第6話 蝶々
そこから凛ちゃんは私にべったりくっついてきた。
ずっとひとりっ子だったから、くすぐったい気持ちになった。
ふたりで時間潰しに折り紙をしたりしりとりしたり。
凛ちゃんは小学2年、よく笑う子供だった。
私はいつもお母さんの顔色を見てたから大きな声で笑い転げるなんてした事なかった。お母さんははしたないが口癖だったから。
「凛ちゃん、笑いすぎだよ。パンツ丸見えーーっ!」
私もついつい大きな声になっちゃう。楽しい、父が火葬されてるのにね。
火葬が済んだと知らせがあり、私たちはお骨を納めるために部屋を出た。
古い火葬場だから、灼熱のままの父の骨がそこにあった。
父の骨を箸で摘もうとしたときだった。
あの人から大粒の涙が流れ落ちてきた。それは嗚咽となり、やがてあの人は部屋を出て行ってしまった。

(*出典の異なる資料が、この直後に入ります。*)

PR #4892, opened 2022-12-05
Fix legend to show dash line.

polina-c:
Before, dashed line was appearing on hot reload and then disappearing:

https://user-images.githubusercontent.com/12115586/205525186-e83254d2-f07d-4ab8-a7ea-67d063cd1a20.mov

After: 

Screenshot 2022-12-04 at 4 18 22 PM

Filed https://github.com/flutter/flutter/issues/116494


packages/devtools_app/lib/src/screens/memory/primitives/painting.dart
```diff
@@ -4,30 +4,23 @@
...
 
-const _totalDashWidth = 15.0;
+// TODO(polina-c): use the same constants as for dash in the chart.
 const _dashHeight = 2.0;
-const _dashWidth = 4.0;
+const _dashWidth = 5.0;
 const _spaceBetweenDash = 3.0;
 
 Widget createDashWidget(Color color) {
-  return Container(
```
bkonyi, line 13: Do you know why we had a `painter` and `foregroundPainter`? Can you try removing one of these painters and see if you have the same issue?

polina-c: I tried this and many other things. It is bug in Flutter, they could repro it (see https://github.com/flutter/flutter/issues/116494).

bkonyi: Okay, just wanted to make sure!

bkonyi (approved):

Issue #1987, opened 2020-05-19
Re-write integration tests for Flutter app


kenzieschmoll:
We previously had integration tests for the html app. We disabled these tests but kept the files for reference during test re-write. We should write versions of these tests for the Flutter app.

「凛ちゃん、心配しないで。ママには少しひとりになる時間がいるのよ。私と一緒にパパの骨を拾ってあげようね。パパはきっと嬉しいとおもうよ。」
「うん、、。凛、冴ちゃんがいてくれるから頑張るね。」
あの人は最後まで戻れなかった。
きっと我慢してたんだろな。本当ならこんな時は親戚とかが手伝ってくれるんだもの。たったひとりでやり切るのは辛かったよね。
「凛ちゃん、ママを探しに行こうか?」
私は凛ちゃんと手を繋いで、火葬場の庭に出た。